SECURITIES AND EXCHANGE COMMISSION

WASHINGTON, D.C.  20549


FORM 8-K


CURRENT REPORT

PURSUANT TO SECTION 13 OR 15(d) OF THE

SECURITIES EXCHANGE ACT OF 1934



Date of report (Date of earliest event reported): September 25, 2015



JOLLEY MARKETING, INC.

(Exact Name of Registrant as Specified in Charter)


Nevada

000-53500

87-0622284

(State or other jurisdiction of incorporation or organization)

(Commission File No.)

(I.R.S. Employer Identification No.)

 

 

664 South Alvey Dr., Mapleton, UT

84664

(Address of principal executive offices)

(Zip Code)

 

 

(801) 489-4802

(Registrant’s telephone number, including area code)














Item 4.01

Changes in Registrant’s Certifying Accountant.


On or about September 25, 2015, Anderson Bradshaw PLLC (“Anderson Bradshaw”), the principal accountant for Jolley Marketing, Inc., a Nevada corporation (the "Company"), ceased its accounting practice for SEC reporting companies.  On September 28, 2015, the Company dismissed Anderson Bradshaw as its principal accountant and engaged Heaton & Company, PLLC (“Heaton”), as the Company's principal accountant for the Company's fiscal year ending December 31, 2015 and the interim periods for 2015.  The decision to change principal accountants was approved by the Company's Board of Directors.

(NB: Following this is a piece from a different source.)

PR #834, opened 2026-08-30
Support Animation Layers for Skinned Meshes

### LINKED ISSUE #833: Animation Layers - Support for simultaneous skeletal animations with blending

None of the reports of Anderson Bradshaw, on the Company's financial statements for either of the past two years or subsequent interim period contained an adverse opinion or disclaimer of opinion, or was qualified or modified as to uncertainty, audit scope or accounting principles except that the reports of Anderson Bradshaw included in the Company’s Annual Reports on Form 10-K for 2014 and 2013 did include a paragraph disclosing uncertainty about the Company’s ability to continue as a going concern.


There were no disagreements between the Company and Anderson Bradshaw, for the two most recent fiscal years and any subsequent interim period through September 28, 2015 (date of dismissal) on any matter of accounting principles or practices, financial statement disclosure, or auditing scope or procedure, which, if not resolved to the satisfaction of Anderson Bradshaw, would have caused them to make reference to the subject matter of the disagreement in connection with its report.  Further, Anderson Bradshaw has not advised the Company that:


1)

internal controls necessary to develop reliable financial statements did not exist; or


2)

information has come to the attention of Anderson Bradshaw which made it unwilling to rely upon management's representations, or made it unwilling to  be associated with the financial statements prepared by management; or


3)

the scope of the audit should be expanded significantly, or information has come to the attention of Anderson Bradshaw that they have concluded will, or if further investigated, might materially impact the fairness or reliability of a previously issued audit report or the underlying financial statements, or the financial statements issued or to be issued covering the fiscal year ended December 31, 2015.


On or about September 28, 2015 the Company engaged Heaton as its principal accountant to audit the Company's financial statements as successor to Anderson Bradshaw.  During the Company's two most recent fiscal years or subsequent interim period, the Company has not consulted with the entity of Heaton regarding the application of accounting principles to a specific transaction, either completed or proposed, or the type of audit opinion that might be rendered on the Company's financial statements, nor did the entity of Heaton provide advice to the Company, either written or oral, that was an important factor considered by the Company in reaching a decision as to the accounting, auditing or financial reporting issue.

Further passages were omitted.